This cursed day

[ABSTRACT: Brent’s laptop fries itself, and then Brent is asked to spin when he cannot. And then his dog poops. *sob*]

Early this afternoon I was trying to do something productive with my Pismo (i.e. “ancient”) PowerBook on my front porch, when the computer starts acting up. First it can’t find my wireless connection; then it gripes about not having any room and asks me to force quit an application or three. I restart, figuring that should clear everything up.

The computer starts up, gets to (and pauses on) the gray Apple logo… and then immediately jumps to the blue “shutting down” screen. It stays that way until the screen goes dark (but not like normal—there’s weird color-shifting blobs of almost-black that appear, first), and the rest of the machine continues spinning at nothing.

I run DiskWarrior on the disk; the PowerBook starts up perfectly from the CD, and DiskWarrior gets to the point where it’s looking for information… and then the progress bar freezes. The hard drive makes periodic “skritch skritch thunk” noises. After a few minutes of this, DiskWarrior informs me via a parenthetical statement that its speed has been “inhibited by disk malfunction.” This means one of two things: either my disk has some bad blocks at a bad place, or else the disk is just plain FUBARed.

Hoping it was the former, I connected my PowerBook to my desktop using Firewire target disk mode (reducing the powerbook to an expensive external hard drive); the disk mounts fine, and I’m able to copy my important files off of it.

Afterwards I start formatting the drive; a few minutes into that, I remember a couple of other files that would have been nice to have. I kiss them goodbye.

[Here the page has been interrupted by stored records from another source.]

PR #5768, opened 2021-01-07
midx: Fix a bug in `git_midx_needs_refresh()`

lhchavez:
The very last check in the freshness check for the midx was wrong ><
This was also because this function was not tested.


ethomson:
👍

I’ve since reinstalled Mac OS X on the computer, but it’s still acting flakey; I’m not sure I’ll ever trust it with data again. Grrr.

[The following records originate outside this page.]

PR #5770, opened 2021-01-07
Cope with empty default branch

### LINKED ISSUE #5761: assertion/crash with empty defaultBranch
### Reproduction steps

In `~/.gitconfig` set the following:

```
[init]
defaultBranch=""
```

And run the following which initializes a repository and fetches into it with a specific refspec mapping:

```c
#include <assert.h>
#include <git2/remote.h>
#include <git2/repository.h>
#include <git2/errors.h>
#include <git2/global.h>
#include <stdio.h>

int main() {
  assert(git_libgit2_init() == 1);

  git_repository *repo;
  assert(git_repository_init(&repo, "repo", 0) == 0);

  git_remote *remote;
  assert(git_remote_create_anonymous(&remote, repo, "https://github.com/octocat/Hello-World") == 0);

  git_fetch_options fetch_opts = GIT_FETCH_OPTIONS_INIT;

  char *strings[] = {"refs/heads/*:refs/remotes/origin/*"};
  git_strarray refspecs;
  refspecs.strings = strings;
  refspecs.count = 1;

  int err = git_remote_fetch(remote, &refspecs, &fetch_opts, NULL);
  printf("err = %d\n", err);
  if (err == 0)
    return 0;
  const git_error *last = git_error_last();
  if (last != NULL) {
    printf("message: %s\n", last->message);
    printf("klass: %d\n", last->klass);
  }

  return 0;
}
```

(Note: I don't know why someone would end up with an empty defaultBranch, but I've had two independent user reports of ending up with that config.)

### Expected behavior

Should successfully fetch the remote, or return some error message about the weird empty defaultBranch.

### Actual behavior

Assertion error or seg fault.

The top few frames of the stack are:

```
  * frame #0: 0x0000000107dcd7d5 libgit2.1.1.0.dylib`git__prefixcmp(str="", prefix="efs/heads/") at util.c:247:7
    frame #1: 0x0000000107d8835c libgit2.1.1.0.dylib`git_reference__is_branch(ref_name=0x0000000000000000) at refs.c:1207:9
    frame #2: 0x0000000107d9194e libgit2.1.1.0.dylib`ref_to_update(update=0x00007ffee7f682b8, remote_name=0x00007ffee7f682d0, remote=0x00007fc5bb40af90, spec=0x00007fc5bb614a70, ref_name=0x0000000000000000) at remote.c:1097:8
    frame #3: 0x0000000107d9170e libgit2.1.1.0.dylib`remote_head_for_ref(out=0x00007ffee7f68390, remote=0x00007fc5bb40af90, spec=0x00007fc5bb614a70, update_heads=0x00007ffee7f683f8, ref=0x00007fc5bb611b00) at remote.c:1144:15
    frame #4: 0x0000000107d91358 libgit2.1.1.0.dylib`git_remote_write_fetchhead(remote=0x00007fc5bb40af90, spec=0x00007fc5bb614a70, update_heads=0x00007ffee7f683f8) at remote.c:1182:13
```

It looks like [`remote_head_for_ref`](https://github.com/libgit2/libgit2/blob/f0d7922c9bafff38e12978625f467aafebe75145/src/remote.c#L1136-L1142) does not check for a NULL return value for the `ref_name`.  I'm not sure if there is some greater underlying issue, though.

f0d7922c9bafff38e12978625f467aafebe75145

macOS, Linux

ethomson:
Previously, when `init.defaultbranch` was present in the config but set to an empty string, we treated it as if the empty string was the default branch.  This meant we set `HEAD` to `refs/heads/`.  Instead, when `init.defaultbranch` is empty, we should ignore it.

Also, fetch should not try to create `FETCH_HEAD` entries that include an invalid branch.

Fixes #5761

### DIFF
--- a/src/remote.c
+++ b/src/remote.c
@@ -1141,6 +1141,16 @@ static int remote_head_for_ref(git_remote_head **out, git_remote *remote, git_re
 		ref_name = git_reference_name(resolved_ref);
 	}
 
+	/*
+	 * The ref name may be unresolvable - perhaps it's pointing to
+	 * something invalid.  In this case, there is no remote head for
+	 * this ref.
+	 */
+	if (!ref_name) {
+		error = 0;
+		goto cleanup;
+	}
+
 	if ((error = ref_to_update(&update, &remote_name, remote, spec, ref_name)) < 0)
 		goto cleanup;
 
--- a/src/repository.c
+++ b/src/repository.c
@@ -2092,7 +2092,8 @@ static int repo_init_head(const char *repo_dir, const char *given)
 	if (given) {
 		initial_head = given;
 	} else if ((error = git_config_open_default(&cfg)) >= 0 &&
-	           (error = git_config_get_string_buf(&cfg_branch, cfg, "init.defaultbranch")) >= 0) {
+	           (error = git_config_get_string_buf(&cfg_branch, cfg, "init.defaultbranch")) >= 0 &&
+	           *cfg_branch.ptr) {
 		initial_head = cfg_branch.ptr;
 	}
 
--- a/tests/fetchhead/nonetwork.c
+++ b/tests/fetchhead/nonetwork.c
@@ -319,6 +319,16 @@ static int assert_master_for_merge(const char *ref, const char *url, const git_o
 	return 0;
 }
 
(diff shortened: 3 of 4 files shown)


lhchavez (approved):
(assuming the CI is happy)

By the time I got to my dance class this evening, my brain was mush. I managed to hold together fairly well, through some miracle, until the last fifteen minutes of class: at that time, we tried a move that required the leads to spin themselves.

If this were Harold and Kumar, my line would be Spinning! My only weakness! How did you know? As it is, I just sucked. Bad. (On the positive side, I’ve now added “spinning” to my list of things to learn how to do right.)

Then Yoshi decided to go on a real walk this evening, right when I was supposed to meet Brian at the Beanery.

To quote Brian: Pain ga daisuki desu!

 

4 Responses to This cursed day

 
  1. GreyDuck says:

    That periodic grind/thunk? Sounds like it might be the dreaded Click O’ Death… then again, you got an OS to install on it. Still, I think you’re right not to become too trusting of that drive…

  2. Brent says:

    Yeah, I’ve had hard drives pull a Click O’ Death on me before… good times! (not.) My only reason for hoping otherwise is that the noise *only* happened while running DiskWarrior; otherwise it’s been sounding normal. Of course, I haven’t exactly been stress-testing the computer since it went down.
    But, yeah. The periodic pauses I’ve experienced aren’t exactly reassuring…

  3. Brent says:

    Oh, and I should complain here about how Brian’s never had his hard drive die in a fiery explosion, and must secretly wonder what I do to my drives to destroy them.
    Of course, I also sporadically back up my data*… so I’m ahead of him, there. =P
    [*undoubtedly a consequence of having hard drives go belly-up on me.]

  4. Brian says:

    More like you back up your hard drives every day, thereby grinding them into dust prematurely. Ironically, your crisis preparation precipitates crisis!
    Either that or you’re just unlucky.